## What the task asks
Somewhere below is a line with "PR #630, opened 2019-10-15" and, later, a line with "Related: #622 #543 #608"; repeat those two lines and all the lines between them, exactly as they are.

## Given information
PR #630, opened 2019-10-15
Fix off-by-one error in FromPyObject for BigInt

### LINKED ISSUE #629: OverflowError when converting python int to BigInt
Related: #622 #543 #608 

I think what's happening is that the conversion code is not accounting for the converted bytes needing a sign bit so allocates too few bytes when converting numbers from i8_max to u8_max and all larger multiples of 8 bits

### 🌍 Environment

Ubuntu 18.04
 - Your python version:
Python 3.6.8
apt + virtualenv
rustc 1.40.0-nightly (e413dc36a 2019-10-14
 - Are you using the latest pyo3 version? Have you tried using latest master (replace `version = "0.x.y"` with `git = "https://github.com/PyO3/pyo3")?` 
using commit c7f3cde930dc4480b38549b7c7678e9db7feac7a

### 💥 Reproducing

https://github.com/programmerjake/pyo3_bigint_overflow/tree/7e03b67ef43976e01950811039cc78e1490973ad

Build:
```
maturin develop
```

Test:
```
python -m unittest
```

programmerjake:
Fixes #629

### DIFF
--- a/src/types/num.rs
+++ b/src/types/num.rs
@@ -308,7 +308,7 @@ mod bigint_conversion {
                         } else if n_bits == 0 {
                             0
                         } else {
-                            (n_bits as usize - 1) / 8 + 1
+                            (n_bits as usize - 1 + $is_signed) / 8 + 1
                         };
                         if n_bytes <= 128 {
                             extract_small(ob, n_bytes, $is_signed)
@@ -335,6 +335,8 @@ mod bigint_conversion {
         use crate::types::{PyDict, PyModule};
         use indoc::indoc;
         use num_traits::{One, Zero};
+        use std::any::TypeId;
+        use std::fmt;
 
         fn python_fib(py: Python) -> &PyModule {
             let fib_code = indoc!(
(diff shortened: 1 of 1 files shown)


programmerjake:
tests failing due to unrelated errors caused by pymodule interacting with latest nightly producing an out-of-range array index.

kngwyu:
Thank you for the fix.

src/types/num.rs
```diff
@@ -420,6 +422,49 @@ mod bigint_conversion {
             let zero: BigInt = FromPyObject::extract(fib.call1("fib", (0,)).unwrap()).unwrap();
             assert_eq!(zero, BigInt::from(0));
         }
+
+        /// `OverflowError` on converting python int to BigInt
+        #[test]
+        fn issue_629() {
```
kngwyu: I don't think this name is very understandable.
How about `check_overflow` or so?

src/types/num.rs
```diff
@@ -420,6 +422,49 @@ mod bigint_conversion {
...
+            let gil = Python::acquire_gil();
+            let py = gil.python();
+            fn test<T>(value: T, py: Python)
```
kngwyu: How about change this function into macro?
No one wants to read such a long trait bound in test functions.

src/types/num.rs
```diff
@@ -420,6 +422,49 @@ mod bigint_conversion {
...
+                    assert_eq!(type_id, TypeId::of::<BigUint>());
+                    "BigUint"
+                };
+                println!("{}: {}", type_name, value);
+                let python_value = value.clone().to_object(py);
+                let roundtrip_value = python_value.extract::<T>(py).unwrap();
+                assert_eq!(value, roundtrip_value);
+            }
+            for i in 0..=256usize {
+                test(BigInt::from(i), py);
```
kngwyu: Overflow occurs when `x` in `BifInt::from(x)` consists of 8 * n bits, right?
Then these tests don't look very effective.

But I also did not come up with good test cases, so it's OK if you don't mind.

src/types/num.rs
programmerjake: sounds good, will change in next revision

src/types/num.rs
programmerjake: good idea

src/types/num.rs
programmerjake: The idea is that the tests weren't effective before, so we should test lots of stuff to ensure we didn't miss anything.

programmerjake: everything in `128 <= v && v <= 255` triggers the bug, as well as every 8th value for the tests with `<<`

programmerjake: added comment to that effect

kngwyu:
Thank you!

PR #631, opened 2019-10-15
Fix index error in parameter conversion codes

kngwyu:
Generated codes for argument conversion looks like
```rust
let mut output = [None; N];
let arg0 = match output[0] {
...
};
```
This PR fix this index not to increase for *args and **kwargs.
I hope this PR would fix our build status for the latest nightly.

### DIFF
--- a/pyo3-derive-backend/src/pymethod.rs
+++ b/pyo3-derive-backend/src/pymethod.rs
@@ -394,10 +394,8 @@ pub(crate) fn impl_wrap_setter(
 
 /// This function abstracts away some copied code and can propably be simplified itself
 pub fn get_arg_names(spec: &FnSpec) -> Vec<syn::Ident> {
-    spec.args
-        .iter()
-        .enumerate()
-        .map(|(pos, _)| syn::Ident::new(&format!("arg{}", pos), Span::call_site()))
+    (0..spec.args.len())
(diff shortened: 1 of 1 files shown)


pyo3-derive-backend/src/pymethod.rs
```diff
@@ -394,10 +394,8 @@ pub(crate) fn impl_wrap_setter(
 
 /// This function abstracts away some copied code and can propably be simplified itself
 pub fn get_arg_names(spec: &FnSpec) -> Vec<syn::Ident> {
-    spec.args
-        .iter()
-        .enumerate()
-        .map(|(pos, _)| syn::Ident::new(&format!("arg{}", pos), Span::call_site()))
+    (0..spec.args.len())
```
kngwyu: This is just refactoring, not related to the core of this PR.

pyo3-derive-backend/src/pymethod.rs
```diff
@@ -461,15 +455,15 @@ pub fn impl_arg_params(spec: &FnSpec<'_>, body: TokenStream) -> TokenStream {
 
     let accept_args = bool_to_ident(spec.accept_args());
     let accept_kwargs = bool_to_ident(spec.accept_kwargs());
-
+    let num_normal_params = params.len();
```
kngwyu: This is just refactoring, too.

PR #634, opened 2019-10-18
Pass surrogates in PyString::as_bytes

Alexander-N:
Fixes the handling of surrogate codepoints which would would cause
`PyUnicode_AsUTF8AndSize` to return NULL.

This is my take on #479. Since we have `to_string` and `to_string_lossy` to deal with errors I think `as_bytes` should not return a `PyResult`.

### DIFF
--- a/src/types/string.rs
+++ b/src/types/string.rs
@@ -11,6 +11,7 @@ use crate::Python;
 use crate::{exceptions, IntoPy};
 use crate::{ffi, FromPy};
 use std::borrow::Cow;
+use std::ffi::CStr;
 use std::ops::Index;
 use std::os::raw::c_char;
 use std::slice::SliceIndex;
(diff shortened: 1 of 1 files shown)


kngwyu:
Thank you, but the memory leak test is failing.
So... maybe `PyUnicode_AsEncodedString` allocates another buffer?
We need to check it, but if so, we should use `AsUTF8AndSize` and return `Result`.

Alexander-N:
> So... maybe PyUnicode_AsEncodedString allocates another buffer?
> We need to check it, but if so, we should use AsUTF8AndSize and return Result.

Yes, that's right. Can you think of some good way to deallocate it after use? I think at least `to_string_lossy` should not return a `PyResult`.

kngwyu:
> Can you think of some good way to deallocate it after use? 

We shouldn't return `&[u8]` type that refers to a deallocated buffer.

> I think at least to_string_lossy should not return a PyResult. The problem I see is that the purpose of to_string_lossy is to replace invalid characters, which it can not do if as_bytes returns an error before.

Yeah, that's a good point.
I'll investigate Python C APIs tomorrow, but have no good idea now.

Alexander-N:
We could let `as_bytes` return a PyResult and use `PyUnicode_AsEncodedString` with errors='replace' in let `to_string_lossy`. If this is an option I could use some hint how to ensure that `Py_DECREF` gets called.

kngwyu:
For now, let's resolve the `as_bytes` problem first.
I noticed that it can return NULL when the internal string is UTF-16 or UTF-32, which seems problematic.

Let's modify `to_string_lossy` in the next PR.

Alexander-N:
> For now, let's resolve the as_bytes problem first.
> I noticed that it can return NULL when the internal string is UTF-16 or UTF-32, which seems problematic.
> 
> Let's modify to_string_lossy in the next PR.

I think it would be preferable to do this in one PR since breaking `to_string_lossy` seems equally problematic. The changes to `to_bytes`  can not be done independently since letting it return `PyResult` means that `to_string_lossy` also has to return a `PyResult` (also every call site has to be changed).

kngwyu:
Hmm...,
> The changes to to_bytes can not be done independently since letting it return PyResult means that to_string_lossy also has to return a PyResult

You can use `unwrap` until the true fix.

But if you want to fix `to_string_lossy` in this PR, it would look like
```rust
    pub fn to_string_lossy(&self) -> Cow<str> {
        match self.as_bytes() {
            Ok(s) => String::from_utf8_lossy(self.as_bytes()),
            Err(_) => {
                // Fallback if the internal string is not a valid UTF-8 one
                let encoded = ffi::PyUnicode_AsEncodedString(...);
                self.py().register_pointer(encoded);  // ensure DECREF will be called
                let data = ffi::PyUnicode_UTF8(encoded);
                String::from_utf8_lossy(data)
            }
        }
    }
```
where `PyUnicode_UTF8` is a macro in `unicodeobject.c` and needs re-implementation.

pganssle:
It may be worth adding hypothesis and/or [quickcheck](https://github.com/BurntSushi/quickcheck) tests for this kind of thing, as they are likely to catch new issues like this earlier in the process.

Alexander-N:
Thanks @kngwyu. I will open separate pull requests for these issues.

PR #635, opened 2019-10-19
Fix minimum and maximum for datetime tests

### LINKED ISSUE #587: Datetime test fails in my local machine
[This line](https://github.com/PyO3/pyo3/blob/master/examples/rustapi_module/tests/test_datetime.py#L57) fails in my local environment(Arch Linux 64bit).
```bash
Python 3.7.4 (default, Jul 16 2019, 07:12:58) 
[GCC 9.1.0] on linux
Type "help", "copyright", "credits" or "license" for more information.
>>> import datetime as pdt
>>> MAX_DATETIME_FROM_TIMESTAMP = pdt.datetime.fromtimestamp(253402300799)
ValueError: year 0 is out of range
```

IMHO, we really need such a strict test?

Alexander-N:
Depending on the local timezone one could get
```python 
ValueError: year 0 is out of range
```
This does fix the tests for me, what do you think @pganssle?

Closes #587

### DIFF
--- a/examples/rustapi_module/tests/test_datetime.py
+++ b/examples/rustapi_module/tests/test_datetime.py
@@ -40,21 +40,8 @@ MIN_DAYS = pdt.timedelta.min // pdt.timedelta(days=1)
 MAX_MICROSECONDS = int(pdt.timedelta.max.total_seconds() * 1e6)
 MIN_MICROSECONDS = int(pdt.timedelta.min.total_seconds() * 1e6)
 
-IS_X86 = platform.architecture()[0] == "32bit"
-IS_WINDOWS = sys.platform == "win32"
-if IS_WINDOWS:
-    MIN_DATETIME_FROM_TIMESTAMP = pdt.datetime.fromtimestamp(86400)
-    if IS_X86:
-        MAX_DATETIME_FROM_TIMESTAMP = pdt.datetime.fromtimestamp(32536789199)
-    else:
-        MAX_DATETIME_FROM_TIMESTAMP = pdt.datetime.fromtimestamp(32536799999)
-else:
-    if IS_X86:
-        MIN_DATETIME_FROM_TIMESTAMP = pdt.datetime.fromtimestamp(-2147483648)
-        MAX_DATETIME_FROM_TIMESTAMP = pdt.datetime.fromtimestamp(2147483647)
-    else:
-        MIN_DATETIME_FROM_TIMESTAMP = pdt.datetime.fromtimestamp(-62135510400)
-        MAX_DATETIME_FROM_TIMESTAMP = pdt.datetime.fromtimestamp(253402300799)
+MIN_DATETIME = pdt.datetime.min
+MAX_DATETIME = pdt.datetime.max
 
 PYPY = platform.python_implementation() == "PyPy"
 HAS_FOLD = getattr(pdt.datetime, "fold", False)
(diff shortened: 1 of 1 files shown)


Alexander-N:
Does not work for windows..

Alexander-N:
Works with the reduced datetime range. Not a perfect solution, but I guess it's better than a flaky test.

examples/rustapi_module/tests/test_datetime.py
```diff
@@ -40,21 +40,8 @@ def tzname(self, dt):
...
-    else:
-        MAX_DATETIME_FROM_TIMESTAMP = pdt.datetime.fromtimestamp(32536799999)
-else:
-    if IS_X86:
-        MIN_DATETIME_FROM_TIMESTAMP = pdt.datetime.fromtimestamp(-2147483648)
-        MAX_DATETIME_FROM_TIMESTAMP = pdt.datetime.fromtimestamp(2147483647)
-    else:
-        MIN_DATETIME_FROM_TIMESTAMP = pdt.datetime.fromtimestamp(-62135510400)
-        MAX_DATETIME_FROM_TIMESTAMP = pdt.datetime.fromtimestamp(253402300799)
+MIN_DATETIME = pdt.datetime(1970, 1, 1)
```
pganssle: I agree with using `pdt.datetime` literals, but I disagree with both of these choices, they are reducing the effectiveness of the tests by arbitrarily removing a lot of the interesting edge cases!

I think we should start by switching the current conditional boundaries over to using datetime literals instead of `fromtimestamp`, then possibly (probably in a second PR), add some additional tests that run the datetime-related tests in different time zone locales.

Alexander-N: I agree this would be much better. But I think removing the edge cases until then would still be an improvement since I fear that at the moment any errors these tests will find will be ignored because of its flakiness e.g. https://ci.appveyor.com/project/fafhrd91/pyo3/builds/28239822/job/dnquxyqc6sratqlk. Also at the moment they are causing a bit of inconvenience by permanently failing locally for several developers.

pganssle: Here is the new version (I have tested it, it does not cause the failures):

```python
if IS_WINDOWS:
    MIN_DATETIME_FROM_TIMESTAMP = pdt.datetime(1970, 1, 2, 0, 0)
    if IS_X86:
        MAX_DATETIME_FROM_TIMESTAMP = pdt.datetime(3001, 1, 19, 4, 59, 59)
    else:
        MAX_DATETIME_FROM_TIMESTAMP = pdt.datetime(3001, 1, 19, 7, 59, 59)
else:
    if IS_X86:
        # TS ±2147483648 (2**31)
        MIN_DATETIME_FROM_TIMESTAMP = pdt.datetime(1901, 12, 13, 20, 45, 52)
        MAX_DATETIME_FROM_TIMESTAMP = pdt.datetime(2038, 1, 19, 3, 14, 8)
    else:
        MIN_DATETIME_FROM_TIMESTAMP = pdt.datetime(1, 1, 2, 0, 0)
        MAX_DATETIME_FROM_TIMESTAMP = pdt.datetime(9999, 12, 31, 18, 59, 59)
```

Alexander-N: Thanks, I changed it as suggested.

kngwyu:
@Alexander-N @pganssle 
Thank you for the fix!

--

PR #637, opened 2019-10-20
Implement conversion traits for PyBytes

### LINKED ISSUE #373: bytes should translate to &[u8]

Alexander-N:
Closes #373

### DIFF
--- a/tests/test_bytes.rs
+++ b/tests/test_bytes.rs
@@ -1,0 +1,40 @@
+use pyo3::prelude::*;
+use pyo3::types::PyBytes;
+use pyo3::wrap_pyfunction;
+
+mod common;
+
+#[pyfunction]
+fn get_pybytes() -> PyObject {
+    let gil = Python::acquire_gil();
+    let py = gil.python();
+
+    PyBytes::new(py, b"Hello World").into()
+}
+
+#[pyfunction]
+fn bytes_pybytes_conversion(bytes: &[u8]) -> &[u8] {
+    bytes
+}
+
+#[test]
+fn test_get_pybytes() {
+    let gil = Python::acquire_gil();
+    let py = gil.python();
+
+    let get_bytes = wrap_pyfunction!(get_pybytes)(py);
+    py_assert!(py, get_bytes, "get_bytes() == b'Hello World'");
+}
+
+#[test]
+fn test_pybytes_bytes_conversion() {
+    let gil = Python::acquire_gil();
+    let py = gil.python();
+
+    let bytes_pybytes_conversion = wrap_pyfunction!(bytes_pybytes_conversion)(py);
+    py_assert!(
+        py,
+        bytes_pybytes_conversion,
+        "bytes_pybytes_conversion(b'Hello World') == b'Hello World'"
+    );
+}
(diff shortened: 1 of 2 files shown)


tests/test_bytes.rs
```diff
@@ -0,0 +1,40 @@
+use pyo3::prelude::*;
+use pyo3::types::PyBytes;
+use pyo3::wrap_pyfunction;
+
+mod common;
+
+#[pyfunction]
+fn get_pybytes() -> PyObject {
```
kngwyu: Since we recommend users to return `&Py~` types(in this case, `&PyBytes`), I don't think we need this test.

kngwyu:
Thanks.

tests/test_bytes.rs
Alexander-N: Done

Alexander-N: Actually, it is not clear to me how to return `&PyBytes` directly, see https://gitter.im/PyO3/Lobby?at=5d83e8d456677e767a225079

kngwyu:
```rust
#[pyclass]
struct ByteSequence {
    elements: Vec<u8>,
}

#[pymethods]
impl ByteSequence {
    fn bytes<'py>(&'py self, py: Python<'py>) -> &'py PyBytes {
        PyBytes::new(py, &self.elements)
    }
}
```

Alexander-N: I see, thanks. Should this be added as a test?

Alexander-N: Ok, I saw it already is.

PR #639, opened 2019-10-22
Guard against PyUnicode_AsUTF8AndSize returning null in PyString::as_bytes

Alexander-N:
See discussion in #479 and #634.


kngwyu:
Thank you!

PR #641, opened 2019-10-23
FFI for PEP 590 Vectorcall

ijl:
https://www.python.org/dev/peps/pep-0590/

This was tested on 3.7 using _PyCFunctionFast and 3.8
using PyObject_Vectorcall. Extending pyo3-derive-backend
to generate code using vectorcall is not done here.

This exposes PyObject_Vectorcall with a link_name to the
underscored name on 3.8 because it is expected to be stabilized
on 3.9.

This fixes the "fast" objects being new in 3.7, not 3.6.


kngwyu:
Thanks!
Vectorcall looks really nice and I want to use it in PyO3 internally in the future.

## Response to the exercise
PR #630, opened 2019-10-15
Fix off-by-one error in FromPyObject for BigInt

### LINKED ISSUE #629: OverflowError when converting python int to BigInt
Related: #622 #543 #608 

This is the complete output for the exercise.